Collected data:
::::::::
PR #1450, opened 2022-05-05
fixes react-18 youtube error #1439

### LINKED ISSUE #1439: Warnings with React 18
#### Current Behavior
Getting infinite warnings could not call getDuration, getCurrentTime, getVideoLoadedFraction on React 18.
This is only happening when React 18 with createRoot is used.
The app works fine, the video works fine only these infinite warnings are the issue.

image

#### Expected Behavior
Shouldn't have any warnings or any function calls.

#### Steps to Reproduce

1. Codesandbox Link : https://codesandbox.io/s/snowy-field-u9fugp?file=/src/App.js

#### Environment
- React 18 with createRoot

manishsharma004:
fixes #1439

### DIFF
--- a/src/Player.js
+++ b/src/Player.js
@@ -53,7 +53,10 @@ export default class Player extends Component {
       this.isLoading = true
       this.startOnPlay = true
       this.onDurationCalled = false
-      this.player.load(url, this.isReady)
+      if (!this.loaded?.[url]) {
+        this.player.load(url, this.isReady)
+        this.loaded = { [url]: true }
+      }
     }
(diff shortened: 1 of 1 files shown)


lehnerpat:
just tested this by patching my react-player (v2.10.0) contents in `node_modules`, and can confirm that it resolves the problems from #1439.

Would appreciate it if this could be merged and released soon :)

cookpete:
I went for a slightly more elegant fix :) Thanks for the PR though! Fixed in `2.10.1`

PR #1465, opened 2022-06-03
Fix onProgress not firing in Strict Mode

### LINKED ISSUE #1453: [v2.10.1] `onProgress` callback is not firing when the video is playing
Be sure to [search for your issue](https://github.com/CookPete/react-player/issues) before opening a new one.

#### Current Behavior
`onProgress` callback is not called when the video is playing.

#### Expected Behavior
`onProgress` callback should be called periodically with the playback information when the video is playing.

#### Steps to Reproduce
1. Use version `v2.10.1` of react-player (issue does not exist in `v2.10.0`
1. Add a simple player as follows that plays a webm file

    ```jsx
	<ReactPlayer
      ref={playerRef}
      width={1024}
      height={768}
      muted
      playing={true}
      url="https://example.com/video.webm"
      onDuration={onDuration}
      onProgress={onProgress}
    />
	```
1. The `onProgress` callback is never called

#### Environment
- URL attempting to play: Any url containing a video file (I used a webm file)
- Browser: Chrome
- Operating system: MacOS

Taar:
- Update the Player handlePlayerMount method so that the progress
  method is always called.

Should fix #1453 

let me know if that test makes sense or not.

### DIFF
--- a/src/Player.js
+++ b/src/Player.js
@@ -90,7 +90,10 @@ export default class Player extends Component {
   }
 
   handlePlayerMount = player => {
-    if (this.player) return // Prevent loading twice in strict mode
+    if (this.player) { // Prevent loading twice in strict mode
+      this.progress()
+      return
+    }
     this.player = player
     this.player.load(this.props.url)
     this.progress()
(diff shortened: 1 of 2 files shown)


cookpete:
Makes sense! Thanks.

cookpete:

PR #1467, opened 2022-06-16
feat: allow auto play on mixcloud player

JanStevens:
Allow auto playing on mixcloud player, bringing it in line with soundcloud


cookpete:

PR #1475, opened 2022-07-13
Feature/add classname props

mixelburg:
Added proper className prop support


cookpete:
Any additional props passed in to ReactPlayer are added as `{...attributes}` here. So I think `className` is already supported and this PR is redundant? Correct me if I’m wrong.

https://github.com/cookpete/react-player/blob/9775bb755af195e6f7e8bacfed436fcefb135354/src/ReactPlayer.js#L173

mixelburg:
It is but the problem is that it isn't in the typescript docs

mixelburg:
But yea, you are right, I think we should just add it to the typescript definition files

cookpete:
Does the `[otherProps: string]: any` not cover it sufficiently? I guess it would be nice to be specific, but then you could say the same thing about any other possible "other" prop.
::::::::
Task details: Go through the entries and return each line where the word "extends" occurs.

Answer to this task:
@@ -53,7 +53,10 @@ export default class Player extends Component {
@@ -90,7 +90,10 @@ export default class Player extends Component {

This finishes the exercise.